▶ **How to complete this task**
Copy out every line of the data that has the word "only" somewhere in it.

▶ **Stored data**
^^^^^^^^

PR #220, opened 2024-03-26
Fixing part 7.12 of CIS Apache Benchmark - removing non-forward secrecy ciphers 

azurit:
Removing these non-forward secrecy ciphers from Apache configuration:
```
ECDHE-ECDSA-AES128-GCM-SHA256
ECDHE-ECDSA-AES256-GCM-SHA384
```


dune73:
Link to CRS wiki with the plan for this:

* https://github.com/coreruleset/coreruleset/wiki/Hardening%3A-the-Apache-Alpine-Docker-Container-2024#user-content-712-l2-ensure-only-cipher-suites-that-provide-forward-secrecy-are-enabled-automated

azurit:
Hmm, looks like i picked wrong cyphers - both of these supports forward secrecy. But i can't see those mentioned in CIS benchmark anywhere in the configuration.

fzipi:
@azurit @dune73 What's next here? Can you provide an update PR with the updated ciphers?

theseion (dismissed):

fzipi:
Checked this against the current defaults, and I think the conclusion @azurit already reached in March 2024 still holds: the two ciphers being removed do provide forward secrecy, so CIS 7.12 is met without this change.

Key exchange for every cipher in the current list:

```
ECDHE-ECDSA-AES128-GCM-SHA256    Kx=ECDH  Au=ECDSA
ECDHE-RSA-AES128-GCM-SHA256      Kx=ECDH  Au=RSA
ECDHE-ECDSA-AES256-GCM-SHA384    Kx=ECDH  Au=ECDSA
ECDHE-RSA-AES256-GCM-SHA384      Kx=ECDH  Au=RSA
ECDHE-ECDSA-CHACHA20-POLY1305    Kx=ECDH  Au=ECDSA
ECDHE-RSA-CHACHA20-POLY1305      Kx=ECDH  Au=RSA
DHE-RSA-AES128-GCM-SHA256        Kx=DH    Au=RSA
DHE-RSA-AES256-GCM-SHA384        Kx=DH    Au=RSA
```

Every one is ephemeral — `ECDHE`/`DHE` — so all eight are forward-secret. The `ECDSA` in the two removed suites is the *authentication* algorithm, not the key exchange, which is what the CIS control is about.

Removing them would also cost something: they are the only TLS 1.2 suites in the list that work with an ECDSA certificate. Anyone mounting an EC certificate through `SSL_CERT_FILE` would be left with no usable TLS 1.2 cipher.

The branch is also from before the SSL variable rename — it edits `SSL_CERT` and `PROXY_SSL_CERT`, which are now `SSL_CERT_FILE` and `PROXY_SSL_CERT_FILE` — hence the conflicts.

If a CIS gap remains in this area it would be worth a fresh issue with the specific finding, since the hardening plan in the [wiki page @dune73 linked](https://github.com/coreruleset/coreruleset/wiki/Hardening%3A-the-Apache-Alpine-Docker-Container-2024) covers more than ciphers. Thanks for raising it either way, @azurit — the check was worth running even though the list turned out to be clean.

fzipi:
Ran the live check as well, and it turns the earlier "this would cost something" into "this would break the default images".

**The certificate these images generate is ECDSA**, so on TLS 1.2 the only usable suites are the `ECDHE-ECDSA-*` ones this PR removes:

```
$ openssl s_client -connect <nginx>:8443 | openssl x509 -noout -text
    Public Key Algorithm: id-ecPublicKey
    Public-Key: (256 bit)

TLS 1.2, default certificate:
  ECDHE-ECDSA-AES128-GCM-SHA256    offered
  ECDHE-ECDSA-AES256-GCM-SHA384    offered
  ECDHE-ECDSA-CHACHA20-POLY1305    offered
  ECDHE-RSA-AES128-GCM-SHA256      refused   <- cannot be used with an EC certificate
```

Same on apache. With these two suites gone, a stock container has no TLS 1.2 cipher left for its own certificate; only TLS 1.3 clients would connect.

**And there is nothing non-forward-secret to remove.** To test that properly I mounted an RSA certificate, so that RSA key exchange would at least be possible, then probed:

```
TLS 1.2, RSA certificate:
  ECDHE-RSA-AES128-GCM-SHA256    [FS]      offered
  DHE-RSA-AES128-GCM-SHA256      [FS]      offered
  AES128-GCM-SHA256              [non-FS]  refused
  AES256-SHA                     [non-FS]  refused
  DES-CBC3-SHA                   [non-FS]  refused
  ECDH-RSA-AES128-GCM-SHA256     [non-FS]  refused
  RC4-SHA                        [non-FS]  refused
```

Nothing without forward secrecy negotiates, on either server, with either certificate type. CIS 7.12 passes as it stands.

^^^^^^^^

▶ **Response area**
* https://github.com/coreruleset/coreruleset/wiki/Hardening%3A-the-Apache-Alpine-Docker-Container-2024#user-content-712-l2-ensure-only-cipher-suites-that-provide-forward-secrecy-are-enabled-automated
Removing them would also cost something: they are the only TLS 1.2 suites in the list that work with an ECDSA certificate. Anyone mounting an EC certificate through `SSL_CERT_FILE` would be left with no usable TLS 1.2 cipher.
**The certificate these images generate is ECDSA**, so on TLS 1.2 the only usable suites are the `ECDHE-ECDSA-*` ones this PR removes:
Same on apache. With these two suites gone, a stock container has no TLS 1.2 cipher left for its own certificate; only TLS 1.3 clients would connect.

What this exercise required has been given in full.